For many people, tax planning is a once‑a‑year scramble with an accountant to meet a filing deadline. But smart tax optimization isn’t just about squeezing down this year’s tax bill. It’s about minimizing taxes over a client’s lifetime.

That requires a holistic, year‑round approach. A more durable framing — one that many advisory teams have adopted — is to treat tax planning as an annual planning cycle with three checkpoints: a spring “post‑mortem” after filing, a midyear projection and a year‑end implementation window. Advisors who can coordinate this effort can potentially deepen client relationships and add measurable value, in the form of tax savings.

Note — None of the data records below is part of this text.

PR #2183, opened 2021-04-06
java_keystore: improve error handling and returned results

### LINKED ISSUE #1671: java_keystore: crashes when keystore password is changed
##### SUMMARY
See the disabled test added in #1666. If it is enabled, it will crash the module.

##### ISSUE TYPE
- Bug Report

##### COMPONENT NAME
java_keystore

##### ANSIBLE VERSION
```paste below
all
```

quidame:
##### SUMMARY

The module currently calls `module.run_command` with `check_rc` explicitly set to **True**, although every call to `run_command` is followed by an `if rc != 0:` block. This is why those blocks are never executed, and module fails in case of alias or password mismatch, rather than regenerate the keystore.

This PR comes back to default `check_rc=False` and ensures results are returned as documented in case of error. It also fixes a buggy unit test.

UPDATE: follow the thread and #1671 to understand the change of scope of this PR and why its primary fix (overwrite keystore if password is changed) is delayed to next step.

##### ISSUE TYPE

- Bugfix Pull Request

##### COMPONENT NAME

java_keystore

### DIFF
--- a/changelogs/fragments/2183-java_keystore_improve_error_handling.yml
+++ b/changelogs/fragments/2183-java_keystore_improve_error_handling.yml
@@ -3,4 +3,4 @@ bugfixes:
   - "java_keystore - improve error handling and return ``cmd`` as documented.
     Force ``LANG``, ``LC_ALL`` and ``LC_MESSAGES`` environment variables to ``C`` to rely
     on ``keytool`` output parsing. Fix pylint's ``unused-variable`` and ``no-else-return``
-    hints. (https://github.com/ansible-collections/community.general/issues/1671)."
+    hints (https://github.com/ansible-collections/community.general/pull/2183)."
--- a/changelogs/fragments/2183-java_keystore_improve_error_handling.yml
+++ b/changelogs/fragments/2183-java_keystore_improve_error_handling.yml
@@ -1,0 +1,6 @@
+---
+bugfixes:
+  - "java_keystore - improve error handling and return ``cmd`` as documented.
+    Force ``LANG``, ``LC_ALL`` and ``LC_MESSAGES`` environment variables to ``C`` to rely
+    on ``keytool`` output parsing. Fix pylint's ``unused-variable`` and ``no-else-return``
+    hints. (https://github.com/ansible-collections/community.general/issues/1671)."
--- a/plugins/modules/system/java_keystore.py
+++ b/plugins/modules/system/java_keystore.py
@@ -131,16 +131,14 @@ def read_certificate_fingerprint(module, openssl_bin, certificate_path):
     if rc != 0:
         return module.fail_json(msg=current_certificate_fingerprint_out,
                                 err=current_certificate_fingerprint_err,
-                                rc=rc,
-                                cmd=current_certificate_fingerprint_cmd)
+                                cmd=current_certificate_fingerprint_cmd,
+                                rc=rc)
 
     current_certificate_match = re.search(r"=([\w:]+)", current_certificate_fingerprint_out)
     if not current_certificate_match:
-        return module.fail_json(
-            msg="Unable to find the current certificate fingerprint in %s" % current_certificate_fingerprint_out,
-            rc=rc,
-            cmd=current_certificate_fingerprint_err
-        )
+        return module.fail_json(msg="Unable to find the current certificate fingerprint in %s" % current_certificate_fingerprint_out,
+                                cmd=current_certificate_fingerprint_cmd,
+                                rc=rc)
 
     return current_certificate_match.group(1)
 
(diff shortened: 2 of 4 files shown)


russoz:
@quidame well, personally I would go the opposite way: if all we are doing when `rc != 0` is to send rc, out and err to`fail_json` then I would keep `rc_check=True` everywhere and would clean up the module's code.

quidame:
@russoz the module documentation says it returns the culprit commandline in case of failure. That is currently not the case due to this inconsistent error handling (`check_rc=True` or `if rc != 0`, not both).

russoz:
Fair enough. LGTM.

changelogs/fragments/2183-java_keystore_1671_dont_crash_when_password_is_changed.yml
```diff
@@ -0,0 +1,7 @@
+---
+bugfixes:
+  - "java_keystore - disable module.run_command's internal rc check to enable
+    external rc checks; force LANG, LC_ALL and LC_MESSAGES environment variables
+    to C to rely on keytool output parsing; parse keytool output for incorrect
+    password; reenable tasks with password changes in integration tests
+    (https://github.com/ansible-collections/community.general/issues/1671)."
```
felixfontein, line 7:
```suggestion
  - "java_keystore - make sure that error handling is more uniform always returns ``cmd``.
    Force ``LANG``, ``LC_ALL`` and ``LC_MESSAGES`` environment variables to ``C`` to rely on ``keytool`` output parsing (https://github.com/ansible-collections/community.general/pull/2183)."
breaking_changes:
  - "java_keystore - do not error out when the password changed, but instead recreate the keystore with the new password
    (https://github.com/ansible-collections/community.general/issues/1671)."
```

felixfontein (commented):
I've thought a bit about this, and I think it's better to hold the password change of to the next major release (community.general 3.0.0, at the end of this month), since this could break people's playbooks/roles if they depend on the current behavior that using the wrong password results in an error.

It might be worth splitting up this PR into two PRs, one which contains the 'obvious' bugfixes (error handling, env variables) - this could also be backported to `stable-1` - and one with the password change. What do you think?

changelogs/fragments/2183-java_keystore_1671_dont_crash_when_password_is_changed.yml
quidame: well, to be sure... that's what I plan to do:
- keep `check_rc=False`
- reformat `if rc !=0:` blocks to properly return what is documented in `RETURN`
- comment/remove (?) conditional blocks leading to overwrite the keystore in case of:
  * alias mismatch (already there, but doesn't work)
  * password mismatch (new)
- keep or not keep environment update (LANG, LC_*) ? this is not required if we don't parse keytool output for alias or password mismatch.
- fix obvious pylint hints (some else-after-return, and some unused-variable to `dummy`)

@felixfontein @russoz , is that a good plan ?

felixfontein: Sounds good to me! I'd keep the environment update, even though it's not required - it will make it easier to interpret error messages in roles/playbooks.

About conditional blocks leading to overwrite: feel free to do what you prefer. Both commenting out and removing is fine for me.

felixfontein:
@quidame right now the unit tests fail. Can you please fix that?

quidame:
Yes, I've seen this :(

Some errors are about changes like `return module.fail_json(msg=...)` => `module.fail_json(msg=...)`, in addition to *no-else-return* fixes, that breaks every unit test calling the mocked *fail_json* (which doesn't terminate the function as it should - I think).

I have no clue how to refactor unit tests to make them working without all these additional ***return*** in the module, so I've reverted these specific changes and come back with `return module.fail_json()`.

Also, I've replaced the unit test `test_cert_changed_alias_does_not_exist` by its *failed* version `test_cert_changed_fail_alias_does_not_exist`, since the module fails (expected or not, this is its current behavior). What if I remove it instead ? IMHO, this shows that unit tests are not the most reliable tests for modules (in this specific case, unit test bypassed the explicit `check_rc=True` in the module).

plugins/modules/system/java_keystore.py
```diff
@@ -150,31 +148,36 @@ def read_stored_certificate_fingerprint(module, keytool_bin, alias, keystore_pat
     (rc, stored_certificate_fingerprint_out, stored_certificate_fingerprint_err) = run_commands(
         module, stored_certificate_fingerprint_cmd, environ_update=dict(STOREPASS=keystore_password))
     if rc != 0:
-        if "keytool error: java.lang.Exception: Alias <%s> does not exist" % alias not in stored_certificate_fingerprint_out:
-            return module.fail_json(msg=stored_certificate_fingerprint_out,
-                                    err=stored_certificate_fingerprint_err,
-                                    rc=rc,
-                                    cmd=stored_certificate_fingerprint_cmd)
-        else:
-            return None
```
felixfontein, line 159: This `else` branch no longer exists in the code, which causes some changed behavior.

changelogs/fragments/2183-java_keystore_improve_error_handling.yml
```diff
@@ -0,0 +1,6 @@
+---
+bugfixes:
+  - "java_keystore - improve error handling and return ``cmd`` as documented.
+    Force ``LANG``, ``LC_ALL`` and ``LC_MESSAGES`` environment variables to ``C`` to rely
+    on ``keytool`` output parsing. Fix pylint's ``unused-variable`` and ``no-else-return``
+    hints. (https://github.com/ansible-collections/community.general/issues/1671)."
```
felixfontein, line 6:
```suggestion
    hints (https://github.com/ansible-collections/community.general/pull/2183)."
```
This PR should not address #1671 yet, right? If I understand and remember everything correctly, the current PR should not change behavior (just do some refactoring), and a follow-up PR will have the behavior change?

quidame: yes, you remember correctly. I forgot to update the reference url.

plugins/modules/system/java_keystore.py
quidame: No, in fact it doesn't. This `else` branch is inside a parent `if rc !=0:` block that is currently never reached due to `check_rc=True`.

Keeping this `else` branch design would mean: if the named alias does not exist, overwrite the keystore, that is not the current/legacy behavior (module fails, despite the fact that a unit test validates the opposite behavior). The PR doesn't change this: the module still fails when the named alias does not exist.

felixfontein: I totally forgot about the `check_rc` change... Thanks!

felixfontein (approved):

felixfontein:
@quidame thanks for improving the module!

“You don’t need to be a tax expert,” says Leslie Geller, senior wealth strategist at Capital Group. “By acting as your client’s quarterback — aligning the accountant and other professionals so they’re working in sync — you can help deliver a better tax plan.”

The real leverage comes when advisors help clients rethink taxes as an ongoing strategy, not an annual chore. “When you reframe how clients think about taxes year‑round,” Geller says, “you naturally become the center of gravity in their financial lives.”

A good place to start is understanding the five planning themes that have become increasingly relevant as provisions of the One Big Beautiful Bill Act (OBBBA) take effect. 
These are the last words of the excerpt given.